O modelo económico circular responde a uma visão de desenvolvimento sustentável: conseguir que em 2050 mais de nove mil milhões de pessoas vivam dignamente dentro dos limites ecológicos do planeta[1]. Em Portugal, por exemplo, os atuais padrões de utilização de recursos correspondem ao consumo de 2.5 planetas[2] o que é insustentável.

Na União Europeia, onde a dependência de combustíveis fósseis atinge os 63%[3], apenas 12% da procura de materiais é satisfeita com a incorporação  de materiais reciclados[4]. É neste contexto que a transformação para uma Economia Circular se torna central para a política europeia. Reduz a dependência do exterior, valoriza os recursos existentes dentro das suas fronteiras, cria emprego e diminui significativamente a sua pegada ecológica.

Na sua essência, o caminho está na definição de novas políticas, na melhoria do conhecimento, na promoção da inovação e num investimento orientado. O desafio de transformar um modelo económico linear, hoje assente na extração-transformação-uso-descarte, num novo paradigma onde se elimina a extração e o desperdício, passando apenas àtransformação-uso-transformação, é muito exigente e complexo.

As PME serão centrais na transformação do modelo económico atual. Dos inúmeros desafios existentes, é necessário repensar materiais, redesenhar produtos, prolongar o seu tempo de vida útil ou mesmo desmaterializar, encontrar soluções de reutilização e por último de reciclagem no fim de vida…. Para tal, é essencial criar mecanismos, que mapeiem as lacunas existentes, e incentivos ao desenvolvimento de empresas que contribuam para as colmatar. Já existem standards e ferramentas que ajudam as organizações a avaliar o impacte ambiental do seu produto na cadeia de valor e está criado um contexto favorável para esta transformação, mas as empresas nem sempre têm recursos nem competências para traduzir esta informação num sistema simples de gestão interna da sua atividade.

O desenho de um plano de avaliação e classificação do “nível de circularidade” de produtos, serviços ou processos, capaz de digerir a complexidade associada a esta temática, permitirá conhecer de forma eficaz o contributo de cada empresa para este novo modelo económico. A escassez de recursos é uma realidade e trabalhar para uma economia circular é também uma medida de gestão de risco.

Existem já ensaios vários sobre a incorporação deste conceito pelas empresas sendo ilustrativo o trabalho em curso no World Business Council for Sustainable Development (WBCSD), onde se definiram cinco princípios chave para avaliar a circularidade de um negócio[5]: Inputs sustentáveis (maximização do uso de materiais renováveis e reciclados e uso de energias renováveis); Extensão do ciclo de vida do produto (inovação e desenho modular, bem como manutenção recorrente); Partilha de informações (gestão para reduzir a produção de novos bens); “Product as a Service” (com consequente desmaterialização); Recuperação de recursos (redução dos resíduos por reutilização, regeneração e reciclagem).

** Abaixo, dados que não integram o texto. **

PR #740, opened 2021-05-11
Update band.jl doc string

mschauer:


src/basic_recipes/band.jl
```diff
@@ -1,8 +1,9 @@
 """
-band(x, ylower, yupper; kwargs...)
-band(lower, upper; kwargs...)
+    band(x, ylower, yupper; kwargs...)
+    band(lower, upper; kwargs...)
 
-Plots a band from `ylower` to `yupper` along `x`.
+Plots a band from `ylower` to `yupper` along `x`. The form `band(lower, upper)` plots a [ruled surface](https://en.wikipedia.org/wiki/Ruled_surface)
```
briochemc, line 5: `lower` and `upper` may be a bit confusing in the second case. What about calling them `start_points` and `end_points` instead? Maybe this would make it clearer that this call expects `Point`s? 🤷

PR #742, opened 2021-05-11
fix buggy menu interaction

ffreyer:


ffreyer:
Fixes two problems:

* The `Menu` reacting to clicks where the menu items would be. This was fixed in the first commit by rolling back some performance tweaks, which are added again in the second commit.
* When selecting the last item in a menu and reducing the number of options, the menu breaks. This happened because the gridlayout triggered an update before the index was adjusted. It's now silently (i.e. via `observable.val`) set to 0 before that happens.

Performance tweaks:
* From PriorityObservables: Check if mouse is in the bbox calculated by the gridlayout instead of using `pick`. This means we no longer fetch a texture from the gpu.
* Removed some refs around the arrays of boxes/labels. Instead of rebuilding that array it is now mutated.

I'm checking things with this example:

```julia
using GLMakie
fig = Figure()
menu = Menu(fig, options = ["viridis", "heat", "blues"])
funcs = [sqrt, x->x^2, sin, cos]
menu2 = Menu(fig, options = zip(["Square Root", "Square", "Sine", "Cosine"], funcs))
fig[1, 1] = vgrid!(
    Label(fig, "Colormap", width = nothing),
    menu,
    Label(fig, "Function", width = nothing),
    menu2;
    tellheight = false, width = 200)
ax = Axis(fig[1, 2])
func = Node{Any}(funcs[1])
ys = @lift($func.(0:0.3:10))
scat = scatter!(ax, ys, markersize = 10px, color = ys)
cb = Colorbar(fig[1, 3], scat)
on(menu.selection) do s
    scat.colormap = s
end
on(menu2.selection) do s
    func[] = s
    autolimits!(ax)
end
menu2.is_open = true
fig |> display
```

PR #746, opened 2021-05-15
add rotation/s to Billboard

ffreyer:
Requires JuliaPlots/GLMakie.jl/pull/189, JuliaPlots/CairoMakie.jl#160 and JuliaPlots/WGLMakie.jl#99

Adds an angle to `Billboard` to allow for in-plane rotations. Should help with #720.

### DIFF
--- a/src/conversions.jl
+++ b/src/conversions.jl
@@ -752,7 +752,8 @@ function convert_attribute(c::Tuple{T, F}, k::key"color") where {T, F <: Number}
     RGBAf0(Colors.color(to_color(c[1])), c[2])
 end
 
-convert_attribute(c::Billboard, ::key"rotations") = Quaternionf0(0, 0, 0, 1)
+convert_attribute(b::Billboard{Float32}, ::key"rotations") = to_rotation(b.rotation)
+convert_attribute(b::Billboard{Vector{Float32}}, ::key"rotations") = to_rotation.(b.rotation)
 convert_attribute(r::AbstractArray, ::key"rotations") = to_rotation.(r)
 convert_attribute(r::StaticVector, ::key"rotations") = to_rotation(r)
 
--- a/src/types.jl
+++ b/src/types.jl
@@ -296,10 +296,18 @@ func2type(f::Function) = Combined{f}
 
 
 """
+    Billboard([angle::Real])
+    Billboard([angles::Vector{<: Real}])
+
 Billboard attribute to always have a primitive face the camera.
 Can be used for rotation.
 """
-struct Billboard end
+struct Billboard{T <: Union{Float32, Vector{Float32}}}
+    rotation::T
+end
+Billboard() = Billboard(0f0)
+Billboard(angle::Real) = Billboard(Float32(angle))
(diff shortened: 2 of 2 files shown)


ffreyer:
Tests passed locally for me with the GLMakie pr

ffreyer:
Using #720 with
```julia
rotations = lift(scene.camera.projectionview, scene.px_area, headstart) do pv, pxa, hs
    proj_rotations = map(hs) do (start, stop)
        pstart = project(scene, start)
        pstop = project(scene, stop)
        diff = pstop - pstart
        angle = acos(diff[2] / norm(diff))
        angle = ifelse(diff[1] > 0, 2pi - angle, angle)
    end
    Billboard(proj_rotations)
end
```
(and a pixel-scale arrowsize) results in correct rotations + no distortion
Screenshot from 2021-05-15 17-31-37

CairoMakie can't deal with it though...

ffreyer:
https://github.com/JuliaPlots/CairoMakie.jl/pull/160 should fix that

jkrumbiegel:
can we use this with a marker_offset that is applied before rotation? then we could shift the arrow tips slightly forward or backward, which could help a lot when making arrows that point to exact locations

ffreyer:
WGLMakie also needs changes for this to work. It currently ignores rotations with `Billboard{Float32}` and errors with `Billboard{Vector{Float32}}`.

> can we use this with a marker_offset that is applied before rotation? then we could shift the arrow tips slightly forward or backward, which could help a lot when making arrows that point to exact locations

Yes.
```julia
angles = collect(range(0, 2pi, length=37))
ps = [Vec2f0(cos(a), sin(a)) for a in angles]
scatter(ps, marker='▲', rotations=Billboard(angles .- pi/2), marker_offset = Vec2f0(-4, 10))
```
Screenshot from 2021-05-15 19-39-05

jkrumbiegel:
Ah cool, but what is the horizontal shift for in this case? I don't see it in the image, unless you're using it to shift the marker? That points to another problem, that it's pretty annoying having to center glyph markers manually via marker offset. In cairomakie I actually center the glyphs to their boundingbox center, because I think for scatters you obviously want the glyph centered, not positioned in the usual text way. But this behavior is not like GLMakie so we should decide something there. Same for scale btw, glyph scatters are scaled weirdly in glmakie unless correcting manually to un-square the glyph

ffreyer:
Yes, it's to center the marker. It throws `Vec2f0(-0.5markersize, -0.5markersize)` in there by default. I guess GLMakie does `rotation * translation * scale * Rect(0, 0, 1, 1)`

ffreyer:
> WGLMakie also needs changes for this to work. It currently ignores rotations with `Billboard{Float32}` and errors with `Billboard{Vector{Float32}}`.

Should be fine with JuliaPlots/WGLMakie.jl#99

jkrumbiegel:
hm okay we should assimilate the two approaches into one clear version that's documented and unit-tested. this nitty gritty stuff with rotation, translation, scaling, the order of the three, glyph offsets, etc, can make or break a detail oriented plot

SimonDanisch (approved):

PR #747, opened 2021-05-16
Switch to using `Artifacts` for `assets/`

MichaelHatherly:
Fixes https://github.com/JuliaPlots/Makie.jl/issues/949

Makes `AbstractPlotting` more amenable to inclusion in a relocated system image where the original source directories may not exist anymore.

Artifact creation is currently a manual process in this PR. Is the assets directory likely to change regularly enough that finding a way to automate the artifact creation process would be worth the extra effort, or is a manual step sufficient here?

CI _should_ fail on this pretty early since the referenced artifact URL does not exist. That'll need a maintainer to upload the built artifact first. Locally `test` seemed to work fine.

### DIFF
--- a/.gitignore
+++ b/.gitignore
@@ -12,5 +12,6 @@ phases.0001_print.jpg
 **/._*
 Manifest.toml
 !docs/Manifest.toml
+/build
 
 \.DS_Store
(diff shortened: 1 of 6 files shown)


SimonDanisch:
Thanks :) 
It should only rarely need updating, so a well documented upload script should suffice!

MichaelHatherly:
The uploading script should probably be taken for a spin by someone with commit access just so we know it's actually doing the right thing.

PR #748, opened 2021-05-17
Added a title which displays time

KronosTheLate:
I wanted to add a title to show the time during an animation. But one can not @lift an observable in a string-interpolation it seems - or at least, I could not figure out how. So I added this functionality to the example, because I think it is a very normal want from an animation, and a less-than-obvious solution.

The animation file also needs updating. I don't know where the file lives, but I attach the animation produced from the new code. Hopefully someone can help me put it in the right place ^_^

https://user-images.githubusercontent.com/61620837/118468449-116ce200-b705-11eb-97b0-e97f3f735d2c.mp4

### DIFF
--- a/docs/src/animation.md
+++ b/docs/src/animation.md
@@ -78,7 +78,7 @@ xs = range(0, 7, length=40)
 ys_1 = @lift(sin.(xs .- $time))
 ys_2 = @lift(cos.(xs .- $time) .+ 3)
 
-fig  = lines(xs, ys_1, color = :blue, linewidth = 4)
+fig , ax, line = lines(xs, ys_1, color = :blue, linewidth = 4)
 scatter!(xs, ys_2, color = :red, markersize = 15)
 
 framerate = 30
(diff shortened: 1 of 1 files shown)


docs/src/animation.md
```diff
@@ -78,14 +78,15 @@ xs = range(0, 7, length=40)
 ys_1 = @lift(sin.(xs .- $time))
 ys_2 = @lift(cos.(xs .- $time) .+ 3)
 
-fig  = lines(xs, ys_1, color = :blue, linewidth = 4)
+fig , ax, line = lines(xs, ys_1, color = :blue, linewidth = 4)
```
jkrumbiegel, line 81: This is how you lift within string interpolation
```julia
fig  = lines(xs, ys_1, color = :blue, linewidth = 4,
    axis = (title = @lift("t = $(round($time, digits = 1))"),))
```

jkrumbiegel (changes requested):

jkrumbiegel:
the animation auto-regenerates when merged

SimonDanisch:
I guess the question is, should we use this to show how to interpolate strings with `@lift`, or how to update the title directly? :D

jkrumbiegel:
ok I've just added the `@lift` version myself, just because we're trying to get PRs to zero to move some stuff around :) thanks for the PR!

PR #573, opened 2021-08-03
ARC-404: Adding CICD to micros branch.

atrigueiro:


src/github/index.ts
```diff
@@ -49,6 +51,10 @@ export default (robot) => {
 		middleware(pullRequest)
 	);
 
+	robot.on("workflow_run", middleware(workflow));
+
+	robot.on("deployment_status", middleware(deployment));
```
mboudreau, line 56: As per your changes above, shouldn't there be a `deployment` event as well?

src/github/middleware.ts
```diff
@@ -82,16 +82,12 @@ export default (
...
 		) {
-			context.log(
-				{
-					noop: "bot",
-					botId: context.payload.sender.id
-				},
-				"Halting further execution since the sender is a bot and action is not a state change"
-			);
-			return;
+			if (!isStateChangeOrDeploymentAction(context.name)) {
```
mboudreau, line 87: shouldn't these 2 conditions be merged into a single if statement? or is there something missing after the second if?

src/jira/client/axios.ts
```diff
@@ -114,7 +114,7 @@ function getSuccessMiddleware(logger) {
 				},
 				`Jira request: ${response.config.method.toUpperCase()} ${
 					response.config.originalUrl
-				} - ${response.status} ${response.statusText}`
+				} - ${response.status} ${response.statusText}\\n${JSON.stringify(response.data)}\`);`
```
mboudreau, line 117: the JSON.stringify bit doesn't look right.  First, you have a `\\n` which will escape and show literally `\n` in the string.  Then you have an errant escaped tilde and a `);` in the string.

src/transforms/deployment.ts
```diff
@@ -0,0 +1,89 @@
...
+			return "successful";
+		case "error":
+		case "failure":
+			return "failed";
+		default:
+			return "unknown";
+	}
+}
+
+function mapEnvironment(environment: string) {
```
mboudreau, line 26: same here.

src/transforms/deployment.ts
```diff
@@ -0,0 +1,89 @@
+import { Context } from "probot/lib/context";
+import issueKeyParser from "jira-issue-key-parser";
+
+// We need to map the state of a GitHub deployment back to a valid deployment state in Jira.
+// https://docs.github.com/en/rest/reference/repos#list-deployments
+// Deployment state - GitHub: Can be one of error, failure, pending, in_progress, queued, or success
+// https://developer.atlassian.com/cloud/jira/software/rest/api-group-builds/#api-deployments-0-1-bulk-post
+// Deployment state - Jira: Can be one of unknown, pending, in_progress, cancelled, failed, rolled_back, successful
+function mapState(state: string) {
```
mboudreau, line 9: I'd probably set the return type here.

src/transforms/deployment.ts
```diff
@@ -0,0 +1,89 @@
...
+	const jiraEnv = Object.keys(environmentMapping).find(key => isEnvironment(environmentMapping[key]));
+
+	if (!jiraEnv) {
+		return "unmapped";
+	}
+
+	return jiraEnv;
+}
+
+export default async (context: Context) => {
```
mboudreau, line 50: Would be great to get the return type here.

src/github/deployment.ts
```diff
@@ -0,0 +1,13 @@
+import transformDeployment from "../transforms/deployment";
+import { Context } from "probot/lib/context";
+
+export default async (context: Context, jiraClient) => {
+	const { data: jiraPayload } = await transformDeployment(context);
```
mboudreau, line 5: Is there a reason that we call a function that returns an object with a key of `data` that we then completely ignore that data key?  Why doesn't the function just return the jiraPayload object?  No need to faff about.

src/github/workflow.ts
```diff
@@ -0,0 +1,13 @@
+import transformWorkflow from "../transforms/workflow";
+import { Context } from "probot/lib/context";
+
+export default async (context: Context, jiraClient) => {
+	const { data: jiraPayload } = await transformWorkflow(context);
```
mboudreau, line 5: Same problem here, we completely discard the `data` key, hence we don't need to have it in the function either.

src/transforms/workflow.ts
```diff
@@ -0,0 +1,75 @@
+import issueKeyParser from "jira-issue-key-parser";
+import { Context } from "probot/lib/context";
+
+// We need to map the status and conclusion of a GitHub workflow back to a valid build state in Jira.
+// https://docs.github.com/en/rest/reference/actions#list-workflow-runs-for-a-repository
+// Workflow status - GitHub: Can be one of queued, in_progress, or completed.
+// Workflow conclusion - GitHub: Can be one of action_required, cancelled, failure, neutral, success, skipped, stale, or timed_out
+// https://developer.atlassian.com/cloud/jira/software/rest/api-group-builds/#api-builds-0-1-bulk-post
+// Build state - Jira: Can be one of pending, in_progress, successful, failed, cancelled, unknown
+function mapStatus(status: string, conclusion: string) {
```
mboudreau, line 10: return type and conclusion is optional

src/transforms/workflow.ts
```diff
@@ -0,0 +1,75 @@
...
+		case "completed.stale":
+			return "cancelled";
+		case "completed.action_required":
+			return "pending";
+		default:
+			return "unknown";
+	}
+}
+
+function mapPullRequests(pull_requests) {
```
mboudreau, line 34: parameter and return type would be nice.

mboudreau (changes requested):
Looking good, just need a few typings here and there :)

src/github/branch.ts
```diff
@@ -9,7 +9,7 @@ export const createBranch = async (context: Context, jiraClient) => {
 	if (!jiraPayload) {
 		context.log(
 			{ noop: "no_jira_payload_create_branch" },
-			"Halting futher execution for createBranch since jiraPayload is empty"
+			"Halting further execution for createBranch since jiraPayload is empty"
```
KAbakumovAtl, line 12: nice!

src/jira/client/index.ts
```diff
@@ -213,7 +213,46 @@ async function getJiraClient(
...
+					const subscription = await Subscription.getSingleInstallation(jiraHost, gitHubInstallationId);
+					await subscription.update({ syncWarning: "Exceeded issue key reference limit. Some issues may not be linked." });
+				}
+				const payload = {
+					deployments: data.deployments,
+					properties: {
+						gitHubInstallationId,
+					},
+				};
+				logger.info(`Sending deployments payload to jira. Payload: ${payload}`);
```
KAbakumovAtl, line 252: I don't think we should log payloads hence they contain UGC. If we need it for testing we should change to `debug`

- [ ] remove payloads logging in prod

KAbakumovAtl: Still good to have a logline which indicates that the request was made. So we just need to remove the ${payload} part

src/github/index.ts
atrigueiro: Nope, we only listen to `deployment_status`. I'll comment the `deployment` event from https://github.com/atlassian/github-for-jira/pull/573/files#diff-4f81d94913f59db9100bd467a208d1a30a2c9d548aa71d6a54e4fd710c3a3018R21

src/jira/client/axios.ts
atrigueiro: Copying/pasting fail 🤦‍♀️

src/github/deployment.ts
atrigueiro: No need, returning only jiraPayload now.

src/transforms/commit.ts
```diff
@@ -29,33 +30,6 @@ function mapCommit(githubCommit, author): Commit {
 	};
 }
 
-interface Commit {
```
atrigueiro, line 32: Moved to new file `src/interfaces/jira.ts`

src/transforms/deployment.ts
```diff
@@ -0,0 +1,113 @@
...
+			return "in_progress";
+		case "success":
+			return "successful";
+		case "error":
+		case "failure":
+			return "failed";
+		default:
+			return "unknown";
+	}
+}
```
atrigueiro, line 24: Don't know why the tabbing looks messed here but it looks good on my IDE
Screen Shot 2021-08-09 at 1 20 21 pm

src/github/deployment.ts
```diff
@@ -0,0 +1,13 @@
+import transformDeployment from "../transforms/deployment";
+import { Context } from "probot/lib/context";
+
+export default async (context: Context, jiraClient) => {
```
mboudreau, line 4: Should have a return type of `:Promise<void>`

src/github/workflow.ts
```diff
@@ -0,0 +1,13 @@
+import transformWorkflow from "../transforms/workflow";
+import { Context } from "probot/lib/context";
+
+export default async (context: Context, jiraClient) => {
```
mboudreau, line 4: return `Promise<void>`

src/interfaces/jira.ts
```diff
@@ -0,0 +1,81 @@
...
+		id: string;
+		repositoryUri: string;
+	};
+	ref: {
+		name: string;
+		uri: string;
+	}
+}
+
+export interface Build {
```
mboudreau, line 12: Probably be good to prefix all interfaces with `Jira` to not cause any confusion.

src/transforms/deployment.ts
mboudreau: it's fine :)
It's because it's using tabs and for some reason github shows tabs as 8 spaces, which is massive...

mboudreau (approved):
:crossed_fingers:

PR #581, opened 2021-08-04
ARC-370 Fixed JWT Authentication for iframe endpoints

KAbakumovAtl:
I've added validation to JWT tokens for iframe and calls we are making from iFrame

Also changed iframe script to generate context tokens for the calls (instead of reusing the iframe token itself)


src/jira/util/jwt.ts
```diff
@@ -10,6 +10,23 @@ const TOKEN_KEY_HEADER = `X-${TOKEN_KEY_PARAM}`;
...
+ * Context tokens are tokens which are generated by App iframes for the authentication with app backend.
+ * They don't require sqh verification and their qsh is set to a fixed `context-qsh` value.
+ *
+ * When building endpoints we should specify which type of tokens they require
+ *
+ * See details at: https://community.developer.atlassian.com/t/action-required-atlassian-connect-vulnerability-allows-bypass-of-app-qsh-verification-via-context-jwts/47072
+ */
+export enum TokenType {
+	normal = "normal",
+	context = "context"
```
KAbakumovAtl, line 27: I don't know why it is triggered hence `normal` value is used in the app.js

src/jira/util/jwt.ts
```diff
@@ -94,25 +131,16 @@ export const hasValidJwt = (secret: string, baseUrl: string, req: Request, res:
...
-			expectedHash = jwt.createQueryStringHash(req, true, baseUrl);
-			signatureHashVerified = verifiedClaims.qsh === expectedHash;
-			if (!signatureHashVerified) {
-				jwt.createCanonicalRequest(req, true, baseUrl); // eslint-disable-line
-
-				// Send the error message for the first verification - it's 90% more likely to be the one we want.
-				sendError(res, 401, "Authentication failed: query hash does not match.");
-				return false;
-			}
+		if (tokenType === TokenType.context) {
```
KAbakumovAtl, line 135: So these changes we can feature flag:
1. We always require qsh to be set
2. If token type is "context" we expect it to be equal to "context-qsh"

src/jira/util/jwt.ts
```diff
@@ -94,25 +131,16 @@ export const hasValidJwt = (secret: string, baseUrl: string, req: Request, res:
...
+			//validate query string hash
+			return verifyQsh(verifiedClaims.qsh, baseUrl, req, res);
 		}
+	} else {
+		sendError(res, 401, "JWT tokens without qsh are not allowed");
+		return false
 	}
-
-	return true;
 };
```
KAbakumovAtl, line 146: Surprisingly this file never had unit tests, so

- [ ] I'll add some tests for it

src/jira/util/jwt.ts
KAbakumovAtl: [] add a feature flag when Tom's changes are merged

src/jira/authenticate.ts
```diff
@@ -22,7 +22,7 @@ export default async (
 	res.locals.installation = installation;
 
 	// TODO: Should the express response logic be inside 'hasValidJwt'?
-	if (hasValidJwt(sharedSecret, jiraHost, req, res)) {
+	if (hasValidJwt(sharedSecret, jiraHost, req, res, TokenType.normal)) {
```
KAbakumovAtl, line 25: Using `jiraHost` url here is wrong and it was passing by accident. The reason is that Jira URL and the app URL have the same path and `atlassian-jwt` ignores the hostname (See https://bitbucket.org/atlassian/atlassian-jwt-js/src/master/lib/jwt.ts#lines-410). However to be correct we need to use the app URL here

[ ] fix base URL to be the app URL

src/jira/util/jwt.ts
```diff
@@ -57,7 +74,27 @@ function sendError(res, code, msg) {
...
+
+			// Send the error message for the first verification - it's 90% more likely to be the one we want.
+			sendError(res, 401, "Authentication failed: query hash does not match.");
+			return false;
+		}
+	}
+	return true
+}
+
+export const hasValidJwt = (secret: string, baseUrl: string, req: Request, res: Response, tokenType: TokenType) => {
```
mboudreau, line 97: I'm really not a fan of passing res/req to internal function as it creates spaghetti code and you lose who's in control of what.

All things related to the web server should be handled by the route controller to prevent stepping on toes and reducing complexity.

src/frontend/app.ts
```diff
@@ -230,19 +231,19 @@ export default (octokitApp: App): Express => {
 	app.get(
 		"/jira/configuration",
 		csrfProtection,
-		verifyJiraMiddleware,
+		verifyJiraMiddleware(TokenType.normal),
```
mboudreau, line 234: How do we know which ones are normal and which ones are not?

src/jira/util/jwt.ts
mboudreau: Do we really need the token type?  Couldn't you just do `return verifiedClaims.qsh === "context-qsh" || verifyQsh(verifiedClaims.qsh, baseUrl, req, res);`?  Why do we need to specify it?

mboudreau (commented):
Have we considered using [ACE](https://bitbucket.org/atlassian/atlassian-connect-express/src/master/)?

src/jira/util/jwt.ts
KAbakumovAtl: Yes, we do. For the security reason we need to accept either one or another way of authentication. 

It is done so we'll have only dedicated endpoints accessible with the context token "context-qsh". If somebody steal token with "context-qsh" qsh, then this person can get access to any endpoint if we don't differentiate. Otherwise other endpoints are protected by requiring strict qsh.

There are more details about it here: https://community.developer.atlassian.com/t/action-required-atlassian-connect-vulnerability-allows-bypass-of-app-qsh-verification-via-context-jwts/47072

src/jira/util/jwt.ts
KAbakumovAtl: I am a bit reluctant to refactor this part here, hence I would like to minimise the changes. However I can use it as a deleage of middleware function, but adding "next" parameter and calling it from there. Then we can rename it to "validateJwtMiddleware"

src/frontend/app.ts
KAbakumovAtl: So endpoints which are called from Jira they contain a proper "qsh" parameter. So for those endpoints we use Normal tokens. 

Tokens which we generate inside iFrame they are so-called "Context" tokens and they don't have "qsh" set to a constant value "context-qsh". It is not empty to prevent this token being used as a universal authentication token and accessing any endpoints.

So for endpoints which are accessible from the iFrame we use context token type.

static/js/jira-configuration.js
```diff
@@ -34,39 +34,47 @@ $('.configure-connection-link').click(function (event) {
...
-    url: `/jira/configuration?jwt=${encodeURIComponent(params.get('jwt'))}&xdm_e=${encodeURIComponent(params.get('xdm_e'))}`,
-    data: {
-      installationId: $(event.target).data('installation-id')
-    },
-    success: function (data) {
-      AP.navigator.reload()
-    }
-  })
+	window.AP.context.getToken(function(token){
+		$.ajax({
```
KAbakumovAtl, line 38: Now we'll generate context tokens, instead of reusing JWT passed to the iframe.

src/jira/util/jwt.ts
```diff
@@ -2,50 +2,56 @@
...
 		if (token) {
 			const foundIn = tokenInQuery ? "query" : "request body";
-			req.log(`JWT token found in ${foundIn} and in header: using ${foundIn} value.`);
+			req.log.info(`JWT token found in ${foundIn} and in header: using ${foundIn} value.`);
 		} else {
 			token = authHeader.substring(4);
 		}
 	}
 
-	// TODO: Remove when we discontinue the old token middleware
```
KAbakumovAtl, line 46: (View as side-by-side diff)
I removed this hence this part of the code already was unreachable and we don't use these parameter names for our tokens

src/jira/util/jwt.ts
```diff
@@ -2,50 +2,56 @@
...
+	const tokenInBody = req.body ? req.body[JWT_PARAM] : undefined;
 	if (tokenInQuery && tokenInBody) {
 		req.log("JWT token can only appear in either query parameter or request body.");
 		return;
 	}
 	let token = tokenInQuery || tokenInBody;
 
 	// if there was no token in the query-string then fall back to checking the Authorization header
-	const authHeader = req.headers[AUTH_HEADER];
+	const authHeader = req.headers ? req.headers[AUTH_HEADER] : undefined;
```
KAbakumovAtl, line 41: Surprisingly, but this code was unreachable because if this check above `if (!tokenInQuery && !req.body)`

src/frontend/app.ts
mboudreau: In that case, I'd recommend you use 2 different functions for the middleware and not having to input the token type to a function.

src/jira/util/jwt.ts
mboudreau: should be `req.headers?.[AUTH_HEADER] `.

I also don't see what's you're referencing with `(!tokenInQuery && !req.body)` as I don't see this change?

KAbakumovAtl: I tried `req.headers?.[AUTH_HEADER] : unknown`  but typescript gives me errors. 

I removed this part `(!tokenInQuery && !req.body)` and now check `if(!token)`  in the end

mboudreau:
Isn't there some kind of library we can use so we don't have to implement our own JWT verification?  Seems like something that would be standardized and used a lot.

src/jira/util/jwt.ts
KAbakumovAtl: todo 
 - [] add typing everywhere

KAbakumovAtl:
Closing this PR hence its changes were incorporated in this one https://github.com/atlassian/github-for-jira/pull/599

A título de exemplo, seguindo o primeiro princípio, a EDP tem tido um papel determinante na promoção deste modelo através da sua estratégia de descarbonização, com 73% de potência instalada renovável e com uma atividade comercial focada na promoção de serviços de descarbonização e de eficiência energética. Nos últimos 7 anos, o seu programa Save-to-Compete permitiu uma poupança de 27M€ e 270GWh de eletricidade nos seus clientes, exemplo de um serviço contribuinte líquido para a circularidade de um negócio.

A Economia Circular chegou para ficar. Não é uma moda, mas um imperativo de mudança ao qual todos temos de aderir para benefício próprio e das gerações futuras.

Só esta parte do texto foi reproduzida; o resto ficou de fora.